# Inverting big symmetric and singular matrices

In this post I found a very similar probem to the one I have, but not a satisfactory answer for my purposes.

I have a set of matrices $C_\ell$. They are exactly symmetric by construction. Unfortunately, they are also singular. Their structure is similar to a block matrix.

Here a "picture" of how they look like:

0000000000
0000000000
00------00
00------00
00------00
00------00
0000000000
0000000000


(and they are square, although ti doesn't seem like that from the picture). The dashed lines represent values different from 0.

What I need to do is to calculate the Fisher matrix from them. The formula for the Fisher matrix looks like this $$F_{\alpha \beta} = \sum_\ell \frac{1}{2} Tr [ C^{-1}_\ell C_{\ell,\alpha} C_\ell^{-1} C_{\ell,\beta}]$$ where $C_{\ell,\alpha}$ denotes derivative of the $C_\ell$ w.r.t the parameter $\alpha$.

So far I have been using a Singuar Value Decomposition to operate the inversion of $C_\ell$'s. But recently I discovered that, as the dimension of my $C_\ell$'s increases (now it has reached 900x900) this method gives very imprecise results.

I am implementing everything in C++. Any idea on how to perform better these inversions? Speed is not an issue (as long as the operation remains feasible in human times), I really care about precision

• In what way was that other Q/A unsatisfactory?
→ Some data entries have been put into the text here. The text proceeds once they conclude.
PR #518, opened 2017-02-14
Update yarn deps

nono:


test/unit/remote/cozy.js
```diff
@@ -21,6 +21,13 @@ describe('RemoteCozy', function () {
 
   beforeEach(function () {
     remoteCozy = new RemoteCozy(COZY_URL)
+    // FIXME: Temporary hack to make cozy-client-js think it has OAuth tokens
+    remoteCozy._authstate = 3
+    remoteCozy._authcreds = Promise.resolve({
```
sebn: I'm not sure to understand this one... Since `remoteCozy` is a `RemoteCozy` instance (and not a `cozy-client-js.Cozy` one), why do we need to do this?

sebn: Let's keep it, we'll remove it with other temporary hacks anyway.

PR #520, opened 2017-02-14
V3/refactor/file upload from stream

sebn:


sebn:
Build broken because of new cozy-stack permissions.

PR #521, opened 2017-02-14
Metadata helpers

sebn:
Copied from v2 code to the metadata module.


sebn:
Maybe I could have added a random `_rev` in unit test instead of removing type annotation. But not so important, we should probably replace fixture objects like this with test data builders anyway. And specify only the relevant fields.

PR #522, opened 2017-02-14
Remote class properties

sebn:
Needed to reimplement `Remote#addFile()` with Flow typechecks.


sebn:
The `FileReader` name is not so great... `FileStreamProvider`? Any other idea?

nono:
`FileStreamProvider` looks fine to me

sebn:
lint & tests pass locally. :ship:

PR #525, opened 2017-02-16
Add new local file on remote Cozy

sebn:


src/timestamp.js
```diff
@@ -0,0 +1,62 @@
+/* @flow */
+
+export type Timestamp = Date
+
+export function InvalidTimestampError (obj: any) {
+  this.name = 'InvalidTimestampError'
+
+  this.message = `
+    Timestamps must be JavaScript UTC Date instances with second-only precision,
```
sebn: Reviewing myself: a Date doesn't have to *be* UTC, it doesn't really make sense.

src/timestamp.js
```diff
@@ -0,0 +1,62 @@
...
+  ensureValid(t1)
+  ensureValid(t2)
+
+  return t1.getTime() === t2.getTime()
+}
+
+function stringify (t: Timestamp) {
+  ensureValid(t)
+
+  return t.toISOString().substring(0, 19) + 'Z'
```
sebn: This will break in year 10000...

sebn:
Except for comments above, tests pass locally, same for manual acceptance testing. WDYT?

sebn:
Unhandled cases:
- File is deleted locally just before being uploaded
- File was already created remotely while offline
- Dir `foo/` and file `foo/bar.baz` created locally, but for whatever reason `foo/bar.baz` is uploaded before `foo/` (so folder doesn't exist remotely)

sebn:
I expected [`bluebird.asCallback`](http://bluebirdjs.com/docs/api/ascallback.html) to be of some help for glueing callbacks/promises, but I couldn't make it work. Maybe because `cozy-client-js` calls don't return Bluebird promises, I wonder...

nono:
> 1. File is deleted locally just before being uploaded
> 2. File was already created remotely while offline

In fact, I think those two cases are handled. We should test them later, but in theory, the upload will fail, the watchers will detect the changes, and the situation will come back to the normal.

> 3. Dir foo/ and file foo/bar.baz created locally, but for whatever reason foo/bar.baz is uploaded before foo/ (so folder doesn't exist remotely)

I think we always create the folder before putting files in them. There is only a race condition if the folder is created in local, then synchronized to the remote, and then at the same time the folder is deleted on the remote and file added on the local. But it is conflict management, not something to consider in this PR.

PR #526, opened 2017-02-16
Fix build with cozy permissions

nono:


test/helpers/password.js
```diff
@@ -1,7 +1,7 @@
 'use strict'
 
 // The password used for integration tests:
-let password = 'CozyTest$1'
+let password = process.env.COZY_PASSPHRASE || 'CozyTest_1'
```
sebn: The goal of this "executable" module was for the default test password/passphrase to be defined in a single place, but now it is defined thrice.

src/app.js
```diff
@@ -152,14 +152,14 @@ class App {
       return
     }
     if (deviceName == null) { deviceName = os.hostname() || 'desktop' }
-    this.askPassword(function (_, password) {
+    this.askPassword(function (_, passphrase) {
```
sebn: `s/askPassword/askPassphrase`? (can be done later)

test/helpers/password.js
sebn: Or do you think of some scenario where still being able to overwrite it is more important?

sebn:
Merging as soon as CI is green (unless you want me to wait).

test/helpers/password.js
nono: Don't think too much about this. I think this module will disappear. We will use a token generated by the stack, not the passphrase, in tests.

sebn:
Strange issue: when using `yarn link cozy-client-js`, [this line](https://github.com/nono/cozy-desktop/blob/f8655c96d371f20077d3585c0392f07792a5666a/test/helpers/cozy.js#L22) fails because `CozyClient` is undefined. As soon as I unlink and install version 0.1.0 it works.

Since we don't use `yarn link` on Travis it should work.

PR #530, opened 2017-02-17
CLI registration

nono:


src/bin/cli.js
```diff
@@ -79,18 +78,17 @@ program
 program
   .command('sync')
   .description('Synchronize the local filesystem and the remote cozy')
-  .option('-k, --insecure', 'Turn off HTTPS certificate verification.')
```
sebn: Is this not something self-hosted users will want?

src/bin/repl.js
```diff
@@ -12,7 +12,7 @@ The following objects are available:
   app     The cozy-desktop app
   config  Your active cozy-desktop configuration`)
 
-if ((config.deviceName != null) && (config.url != null) && (config.path != null)) {
+if (config.url) {
```
sebn: `app.config.isValid()`?

src/config.js
```diff
@@ -18,135 +18,103 @@ class Config {
...
-        case (old == null):
-          throw new Error('Incompatible mode')
-        default:
-          this.devices[deviceName].mode = mode
-          return this.save()
-      }
-    } else {
-      return false
+  saveMode (mode) {
+    let old = this.config.mode
```
sebn: `const`

src/config.js
```diff
@@ -18,135 +18,103 @@ class Config {
...
+    if (old === mode) {
+      return true
+    } else if (old) {
+      throw new Error('Incompatible mode')
```
sebn:
```javascript
throw new Error(`Once you set mode to "${old}", you cannot switch to "${mode}"`)
```

src/config.js
```diff
@@ -18,135 +18,103 @@ class Config {
...
-      return this.save()
-    } else {
-      return false
-    }
+  ///////////////////////////////////////////////////////////
+  // Implement the Storage interface for cozy-client-js oauth
+
+  save (key, value) {
+    this.config.credentials[key] = value
+    return Promise.resolve(value)
```
sebn: Have some kind `Config#oauthStorage()` return the expected interface? (not sure how you expect to use it)

src/config.js
```diff
@@ -18,135 +18,103 @@ class Config {
...
 
-function __guard__ (value, transform) {
-  return (typeof value !== 'undefined' && value !== null) ? transform(value) : undefined
+  clear () {
+    this.config.credentials = Object.create(null)
+    return Promise.resolve()
+  }
 }
+
+export default Config
```
sebn: `export default class Config` directly?

src/bin/cli.js
nono: Probably, but it is a priority for the short term, and the code we had for that will no longer work

test/unit/config.js
```diff
@@ -11,111 +11,52 @@ describe('Config', function () {
...
-  describe('saveConfig', () =>
+  describe('persist', function () {
     it('saves last changes made on the config', function () {
-      this.config.devices['new-cozy2'] = {
-        deviceName: 'new-cozy2',
-        passphrase: 'passphrase',
-        url: 'none'
-      }
-      this.config.save()
+      this.config.setCozyUrl('http://cozy.local:8080/')
```
sebn:
```javascript
const url = 'http://cozy.local:8080/'
```

test/unit/config.js
```diff
@@ -11,111 +11,52 @@ describe('Config', function () {
...
-    it('returns devicename from args', function () {
-      process.argv = ['arg1', '-d', 'test']
-      let name = this.config.getDefaultDeviceName()
-      name.should.equal('test')
-    })
-    it('returns default devicename when no args', function () {
-      process.argv = []
-      let name = this.config.getDefaultDeviceName()
-      name.should.equal('tester')
+      conf.getCozyUrl().should.equal('http://cozy.local:8080/')
```
sebn: I started using the following pattern in new code:

```javascript
should(conf.getCozyUrl()).equal(...)
```

Pros:
- no monkey-patching involved...
- ... which makes it more Flow-friendly

Please let me now in case you disagree, so I stop using it everywhere.

src/bin/cli.js
```diff
@@ -31,37 +31,36 @@ let sync = function (mode, args) {
...
-        })
-      } else {
-        return log.log(`${what} ${filename} (unknown size)`)
-      }
-    })
-    return app.synchronize(mode, function (err) {
-      if (err) { return process.exit(1) }
-    })
-  } else {
+  if (!app.config.hasClient()) {
```
sebn: `app.config.isValid()`

src/bin/repl.js
```diff
@@ -3,7 +3,7 @@ import { start } from 'repl'
 import App from '../app'
 
 const app = new App(process.env.COZY_DESKTOP_DIR)
-const config = app.config.getDevice()
+const config = app.config.config
```
sebn: Do you plan to remove the multi-config support? (just out of curiosity)

nono: Well, there were no multi-config support. I had tried it, but it was too error-prone and even if the config file can have several "devices", only the first one was really used.

src/config.js
nono: The goal is to persist what cozy-client-js puts in this storage in the config file (it is the client informations and the OAuth tokens).

sebn: (and move `save` / `load` / `...` to the new object)

sebn: Was this the reason for the `persist()` method not to be named `save()`?

nono: Yes :-p

src/config.js
```diff
@@ -18,135 +18,103 @@ class Config {
...
-      return this.devices[deviceName]
-    } else if (Object.keys(this.devices).length === 0) {
-      return {} // No device configured
-    } else {
-      log.error(`Device not set locally: ${deviceName}`)
-      throw new Error(`Device not set locally: ${deviceName}`)
-    }
+  // Get the path on the local file system of the synchronized folder
+  getSyncPath () {
+    return this.config.path
```
sebn: I'm not sure whether es getters/setters are supported... Would it make sense to use them?

sebn: I mean:

```javascript
get syncPath() {
   ...
}

set syncPath(path) {
  ...
}
```

package.json
```diff
@@ -2,7 +2,7 @@
   "name": "cozy-desktop",
   "version": "0.16.0",
   "description": "File Synchronization Client for Cozy Cloud",
-  "homepage": "https://github.com/cozy-labs/cozy-desktop",
+  "homepage": "https://docs.cozy.io/en/mobile/desktop.html",
```
sebn: Shouldn't we just disable the cozy-desktop github pages if they are not supposed to be the main entry point for users?

nono: We try to keep documentation for users on cozy.io, and on github for people who want to contribute to our projects

src/remote/registration.js
```diff
@@ -0,0 +1,72 @@
...
+      cozyURL: this.url,
+      oauth: {
+        storage: this.config,
+        clientParams: params,
+        onRegistered: this.onRegistered
+      }
+    })
+    return cozy.authorize().then(
+      (res) => res,
+      (err) => { throw err }
```
sebn: Why not just `.catch(err => { throw err })` ?
Also, since `process()` is not async and it returns the promise, is the `catch` block even needed?

test/unit/remote/cozy.js
```diff
@@ -14,25 +15,37 @@ const cozyStackDouble = new CozyStackDouble()
 describe('RemoteCozy', function () {
   before(() => cozyStackDouble.start())
   beforeEach(deleteAll)
+  before('instanciate config', configHelpers.createConfig)
+  before('register OAuth client', configHelpers.registerClient)
+  after('clean config directory', configHelpers.cleanConfig)
```
sebn: Won't mocha use the function name as a description anyway? (assuming it is named)

sebn:
Looks good to me overall.

The only thing really bothering me is the `Config` class exposing oauth-related `save` / `load` / `delete` methods:
- I assume no cozy-desktop code will ever use them
- `save()` / `load()` can be used to change / read whatever property of the class
- they are not of the same abstraction level (hence the name conflict with `persist()`)

src/config.js
nono: Good idea!

nono:
For the config class that also exports the storage interface, I'm OK with you that it should be refactored. But I'd prefer to keep that for later. I'd like to explore token refresh and device revocation before.

src/remote/registration.js
nono: You are right. I've added them to console.log this step. Then I removed the console.log, but the `then()` can also be removed.

sebn:
> But I'd prefer to keep that for later

👌

PR #536, opened 2017-02-21
Remote overwrite file

sebn:
Works with https://github.com/cozy/cozy-client-js/pull/78 and https://github.com/cozy/cozy-stack/pull/305

### DIFF
--- a/src/remote/index.js
+++ b/src/remote/index.js
@@ -5,6 +5,7 @@ import printit from 'printit'
 import Config from '../config'
 import * as conversion from '../conversion'
 import RemoteCozy from './cozy'
+import { jsonApiToRemoteDoc } from './document'
 import Pouch from '../pouch'
 import Prep from '../prep'
 import Watcher from './watcher'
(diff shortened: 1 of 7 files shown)


sebn:
I'll fix the flow issues.
Tests fail because we need changes from master branch of cozy-client-js.

src/remote/index.js
```diff
@@ -99,9 +102,33 @@ export default class Remote {
...
+
+    doc.remote._rev = updated._rev
+
+    return jsonApiToRemoteDoc(updated)
+  }
+
+  overwriteFile (doc: Metadata, old: Metadata, callback: Callback) {
+    this.overwriteFileAsync(doc, old)
+      .then(updated => callback(null, updated))
+      .catch(callback)
```
nono: We should probably add a try/catch here:

```js
overwriteFile () {
  try {
    this.overwriteFileAsync(doc, old)
      .then(updated => callback(null, updated))
      .catch(callback)
  } catch (err) {
    callback(err)
  }
```

nono: In `overwriteFileAsync`, if the promise returned by `this.remoteCozy.updateFileById` if rejected, the await will throw an error, right?

nono: The mix of callbacks/promises/async-await is not ideal. I hope we can remove most callbacks soon.

sebn: > We should probably add a try/catch here

Isn't this already handled by the catch call on line 121?

> the await will throw an error, right?

Well, reading [this post](https://pouchdb.com/2015/05/18/we-have-a-problem-with-promises.html) I believed it wont, but according to both my unit and my manual tests, errors seems to correctly bubble up.

> The mix of callbacks/promises/async-await is not ideal.

Agreed. Then what about this?

```javascript
async overwriteFile (...) {
  try {
    const updated = await this.overwriteFileAsync(doc, old)
    callback(null, updated)
  } catch (err) {
    callback(err)
  }
}
```

sebn:
> IIRC, you can put a git repository in the dependencies in package.json (to test that travis is green with the master branch of cozy-client-js)

Do you think we should commit the git dependency on master for some time so you don't have to publish a new version of `cozy-client-js` everyday?

We could eventually get back to an existing version later.

nono:
Yes, we can use use a git dependency on master for some time. We just have to be sure to use a released version when we will publish cozy-desktop

src/remote/index.js
nono: LGTM

nono: > Isn't this already handled by the catch call on line 121?

I don't think so. `aPromise.catch` only catch a rejected state for the promise, but not the standard thrown exception. And I think await throw such an exception when its promise is rejected.

sebn: Makes sense.

sebn:
Oops, don't we still need to commit the new build in cozy-client-js? Otherwise we will use an old version...

sebn:
- [x] Rewrite `overwriteFile()` using `async`/`await` style

sebn:
- [x] Use cozy-client-js master branch with latest build

PR #541, opened 2017-02-23
Fix path conversion

sebn:


sebn:
At some point, I'll provide a way to "build" the remote doc data structure without creating the corresponding file/dir on the remote cozy, and use it everywhere in tests instead of duplicated fixtures with non-relevant fields.

sebn:
Last 2 commits should fix the build.

PR #816, opened 2017-09-22
Remove installed-check

sebn:
I don't remember it showing any warning since we switched to yarn, so I assume it is not so useful anymore.

Looks like updating the `yarn.lock` file also fixes unrelated issues:

Before:

    cd cli/
    rm -rf node_modules/
    yarn
    yarn check # 7 errors

After:

    yarn remove installed-check
    yarn check # 1 error


sebn:
Rebased. Let's wait for travis before merging.

sebn:
3 jobs ok. Merging...

PR #820, opened 2017-09-26
Promisify checksumer

sebn:
So we can await for multiple checksum promises at once.
Useful to process an event batch.

### DIFF
--- a/cli/src/local/index.js
+++ b/cli/src/local/index.js
@@ -202,7 +202,7 @@ class Local implements Side {
       next => {
         if (doc.md5sum != null) {
           // TODO: Share checksumer instead of chaining properties
-          this.watcher.checksumer.push(tmpFile, function (err, md5sum) {
+          this.watcher.checksumer.push(tmpFile).asCallback(function (err, md5sum) {
             if (err) {
               next(err)
             } else if (md5sum === doc.md5sum) {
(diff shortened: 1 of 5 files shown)


sebn:
Ready to squash!

sebn:
Randomly failing test on Travis (already known issue).

cli/src/local/index.js
```diff
@@ -202,10 +202,8 @@ class Local implements Side {
       next => {
         if (doc.md5sum != null) {
           // TODO: Share checksumer instead of chaining properties
-          this.watcher.checksumer.push(tmpFile, function (err, md5sum) {
-            if (err) {
-              next(err)
-            } else if (md5sum === doc.md5sum) {
+          this.watcher.checksumer.push(tmpFile).catch(next).then(md5sum => {
```
aenario: :warning: next may be called twice with this code : the catch returns a promise which is always resolved.

The correct way to transform a promise into a callback is to use Promise#asCallback

sebn: My bad, I messed up trying to use `fromCallback` instead of `asCallback` and gave up since I didn't understand why it was not working.

- [ ] Use `Promise#asCallback()`

sebn:
@aenario Fixed and rebased. Waiting for CI...

sebn:
Bluebird's `asCallback` detects an issue that was fixed in a following PR, hence the cherry-picked commit so the CI stays green.

PR #824, opened 2017-09-26
Systray ui - codestyles fixes

aenario:


gui/src/main/window_behaviour.js
```diff
@@ -1,29 +1,104 @@
...
 
-module.exports.noMenu = (win) => {
-  win.setMenu(null)
-  win.setAutoHideMenuBar(true)
-}
+const log = require('cozy-desktop').default.logger({
+  component: 'windows'
+})
+
+module.exports = class WindowManager {
```
sebn: Maybe rename `gui/src/main/window{_behaviour -> _manager}.js`?
Or even remove suffix and rename `WindowManager` to `Window`?
(can be done later)

I wonder whether we could have used composition over inheritance (we're just factoring code here, there's no need to provide multiple `WindowManager` implementations to some consumer code)... But it wouldn't be so easy to achieve, event handlers would be particularly hard to extract...

And the new version is definitely a huge improvement anyway 👍

gui/src/main/tray.js
```diff
@@ -17,10 +20,13 @@ module.exports.init = (app, cb) => {
...
-    { label: translate('Tray Quit application'), click: app.quit }
-  ])
-  tray.setContextMenu(cm)
+  if (process.platform !== 'darwin') {
+    const cm = Menu.buildFromTemplate([
+     { label: translate('Tray Quit application'), click: app.quit }
+    ])
+    tray.setContextMenu(cm)
+  }
+  module.exports.setState('idle')
```
sebn: Note for later: mixing export with instance method feels a bit weird...

gui/src/main/tray.js
```diff
@@ -17,10 +20,13 @@ module.exports.init = (app, cb) => {
   tray.on('right-click', clicked)
   tray.on('double-click', clicked)
   tray.setToolTip('loading')
-  let cm = Menu.buildFromTemplate([
-    { label: translate('Tray Quit application'), click: app.quit }
-  ])
-  tray.setContextMenu(cm)
+  if (process.platform !== 'darwin') {
```
sebn: Maybe we should add a comment with a link to the GH issue/workaround?

gui/src/main/tray.window.js
```diff
@@ -12,114 +12,100 @@ const log = require('cozy-desktop').default.logger({
...
-    pos = (process.platform === 'win32') ? 'bottomRight' : 'topRight'
-  } else {
-    pos = (process.platform === 'win32') ? 'trayBottomCenter' : 'trayCenter'
+  create () {
+    log.debug({tcreate: true})
+    let pReady = super.create()
+    log.debug({tcreateafer: true})
+    this.positioner = new Positioner(this.win)
+    this.win.on('blur', this.onBlur.bind(this))
+    log.debug({tcreateafer2: true})
```
sebn: Remove or clarify debug messages?

gui/src/main/tray.window.js
```diff
@@ -12,114 +12,100 @@ const log = require('cozy-desktop').default.logger({
...
-module.exports.show = (trayPos) => {
-  if (!win) module.exports.create()
-  let pos = null
-  if (trayPos === undefined || trayPos.x === 0) {
-    pos = (process.platform === 'win32') ? 'bottomRight' : 'topRight'
-  } else {
-    pos = (process.platform === 'win32') ? 'trayBottomCenter' : 'trayCenter'
+  create () {
+    log.debug({tcreate: true})
+    let pReady = super.create()
```
sebn: Is this some kind of prefixing convention for js promises?

gui/src/main/window_behaviour.js
```diff
@@ -1,29 +1,104 @@
...
-    app.dock.show()
-    win.on('closed', () => { app.dock.hide() })
+  /* abtract */
+  windowOptions () {
+    throw new Error('extends WindowManager before use')
+  }
+
+  /* abtract */
+  ipcEvents () {
+    throw new Error('extends WindowManager before use')
```
sebn: *extend WindowManager before using*?

gui/src/main/window_behaviour.js
```diff
@@ -1,29 +1,104 @@
...
+  hash () {
+    return ''
+  }
+
+  create () {
+    this.win = new BrowserWindow(this.windowOptions())
+
+    // openExternalLinks
+    this.win.webContents.on('will-navigate', (event, url) => {
+      if (url.startsWith('http') && !url.match('/auth/authorize')) {
```
sebn: Isn't `/auth/authorize` onboarding-specific?

gui/src/main/window_behaviour.js
```diff
@@ -1,29 +1,104 @@
...
+    if (process.platform === 'darwin') {
+      this.app.dock.show()
+      this.win.on('closed', () => { this.app.dock.hide() })
+    }
+
+    // dont keep  hidden windows objects
+    this.win.on('closed', () => { this.win = null })
+
+    let resolveRef = null
+    let pReady = new Promise((resolve, reject) => {
```
sebn: `let resolveCreate = null`? `resolveCreation`?
`let createPromise = ...`? `creationPromise`? `readyPromise`? `windowReadyPromise`? `windowPromise`?

gui/main.js
```diff
@@ -11,9 +11,9 @@ const path = require('path')
 const autoLaunch = require('./src/main/autolaunch')
 const lastFiles = require('./src/main/lastfiles')
 const tray = require('./src/main/tray')
-const trayWindow = require('./src/main/tray.window.js')
-const helpWindow = require('./src/main/help.window.js')
-const onboardingWindow = require('./src/main/onboarding.window.js')
+const TrayWindowWM = require('./src/main/tray.window.js')
```
sebn: Either `TrayWindow` or `TrayWindowManager`? I believe the first one would be ok.

sebn:
@aenario I'm lovin' it 😄 

I would be fine with just adding a few notices to the code. Better merge as soon as possible so we can move on!

gui/src/main/window_behaviour.js
aenario: This is for all other links (`!url.match`)

sebn:
(so glad we fixed 2 weird electron issues in 1 PR)

gui/src/main/window_behaviour.js
sebn: Oh, ok!

gui/src/main/tray.window.js
aenario: Not really a convention, just an habit I picked when dealing with mixed promise/cb codebases

gui/src/main/tray.window.js
aenario: will remove

PR #834, opened 2017-10-09
Actions sorting

aenario:
Simple algorithm to sort events for prep.


cli/src/local/watcher.js
```diff
@@ -355,6 +355,7 @@ class LocalWatcher {
       if (process.env.DEBUG) console.log({actions, e})
     }
 
+    // @TODO: tranform into i<l & j<i with 2-way comparison inside.
```
nono: Is it normal that `i` is not decremented in the loop when `j<i`?

cli/src/local/watcher.js
```diff
@@ -364,16 +365,41 @@ class LocalWatcher {
...
+      for (let j = 0; j < i; j++) {
+        if (process.env.DEBUG) console.log('i, j =', i, j)
+        let a = actions[i]
+        let b = actions[j]
+        if (childOf(addPath(a), addPath(b)) || childOf(delPath(b), delPath(a))) {
+          if (process.env.DEBUG) console.log('switch')
+          // put A before B
+          actions.splice(i, 1)
+          i--
+          actions.splice(j, 0, a)
```
nono: Why don't you just swap `a` and `b`?

```js
actions[i] = b
actions[j] = a
```

PR #847, opened 2017-10-24
Batch and squash remote events

sebn:


sebn:
@aenario Ready to merge `--ff` into `remote-ng`.

PR #851, opened 2017-10-27
Use locks to fix #850

### LINKED ISSUE #850: Duplicated File after move
### Description

Race condition leads to duplicated file

### Steps to Reproduce

1. Create file
2. Move file to sub folder
3. Have bad luck

### Expected behavior

File only in subfolder

### Actual behavior

File appears in both root and subfolder

### Informations

* **reproductible**: sometimes
* **OS**: macOS
* **version**: build-developement-20172610

aenario:


aenario:
[[#850] Duplication d'un fichier suite à un déplacement](https://trello.com/c/BcVfIp4s/429-850-duplication-dun-fichier-suite-%C3%A0-un-d%C3%A9placement)

sebn:
Travis fails. Nice you could reproduce & fix this one. Although I wonder whether we should make a non-regression test... Maybe it should be an integration test ensuring metadata/content push/pull steps don't overlap. But we can save this for later since we need the fix to make more testing. 👍

PR #852, opened 2017-10-27
New Scenario : move dirs with same prefix

aenario:


sebn:
@aenario The eslint issues on first Travis build were supposed to be fixed in development...

PR #856, opened 2017-10-31
Fix sync lock

sebn:
Needs https://github.com/cozy-labs/cozy-desktop/pull/857


sebn:
Random failures as usual...  😭 

🚢 ? `merge --ff` after #857?

PR #859, opened 2017-11-02
Stopped client testing

sebn:


cli/test/integration/scenarios.js
```diff
@@ -118,6 +120,53 @@ for (let scenario of scenarios) {
...
   } // event files
 
+  const stoppedTestName = `test/scenarios/${scenario.name}/local/stopped`
+
+  if (scenario.disabled) {
+    it.skip(`${stoppedTestName} (${scenario.disabled})`, () => {})
+  } else {
+    it(stoppedTestName, async function () {
+      this.timeout(3 * 60 * 1000)
+      await Promise.delay(500)
```
aenario: why ?

sebn: To prevent random failures.

- [ ] Add a comment
- [ ] Fix macOS build (broken because logs are too big?)

sebn:
Oops, 1 (random?) failure on macOS: https://travis-ci.org/cozy-labs/cozy-desktop/jobs/297897046#L2862

sebn:
I can't find a way to reproduce the issue locally, which makes me think it's due either to overlapping test events or random event orders.

Possible solutions:
1. Disable stopped client tests on CI
2. Increase delay before each stopped client test
3. Use captures for stopped client tests

Solution 3 would address both concerns but it would take some time to set up, so I'd probably go with solution 1 right now (better disable tests by default and still be able to run them locally when relevant than having a randomly breaking CI).

@aenario WDYT?

sebn:
As discussed, let's merge and see where and how often it fails.

PR #1162, opened 2018-09-11
core/remote/cozy: #trashById() -> return RemoteDoc

sebn:


aenario:
LGTM, let's wait for travis  !

PR #1166, opened 2018-09-12
ci/travis/linux: Fix docker --env-file error

sebn:
So we stop wondering about multiline env vars occasionnally breaking the build.
I can't think of any multiline one that would be useful anyway... (please correct me if I'm wrong).
Courtesy of @aenario :)


sebn:
:raised_hands: it didn't crash!
https://travis-ci.org/cozy-labs/cozy-desktop/jobs/427732560#L2211-L2221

Upon review I think perhaps my answer only told you things you'd already read Nov 7, 2017 at 17:01

Think of your matrix as block-diagonal with blocks $$C_\ell = \begin{pmatrix} 0 & & \\ & D_\ell & \\ & & 0\end{pmatrix}.$$ Then it is clear that $$C_\ell^{-1} = \begin{pmatrix} 0^{-1} & & \\ & D_\ell^{-1} & \\ & & 0^{-1}\end{pmatrix}$$ where of course $0^{-1}$ is not well defined. But that doesn't matter because when you compute a term such as $$C_\ell^{-1}C_{\ell,\alpha}$$ you will get $$C_\ell^{-1}C_{\ell,\alpha} = \begin{pmatrix} 0^{-1}0 & & \\ & D_\ell^{-1}D_{\ell,\alpha} & \\ & & 0^{-1}0\end{pmatrix}$$ which shows that you only ever multiply the ill-defined terms with another zero matrix. So $$C_\ell^{-1}C_{\ell,\alpha} = \begin{pmatrix} 0 & & \\ & D_\ell^{-1}D_{\ell,\alpha} & \\ & & 0\end{pmatrix}$$ and similarly for the second product: $$C_\ell^{-1}C_{\ell,\alpha}C_\ell^{-1}C_{\ell,\beta} = \begin{pmatrix} 0 & & \\ & D_\ell^{-1}D_{\ell,\alpha}D_\ell^{-1}D_{\ell,\beta} & \\ & & 0\end{pmatrix}$$ and consequently $$\text{trace}\left(C_\ell^{-1}C_{\ell,\alpha}C_\ell^{-1}C_{\ell,\beta}\right) = \text{trace}\left(D_\ell^{-1}D_{\ell,\alpha}D_\ell^{-1}D_{\ell,\beta}\right).$$ This is perfectly well defined as long as $D_\ell$ is invertible.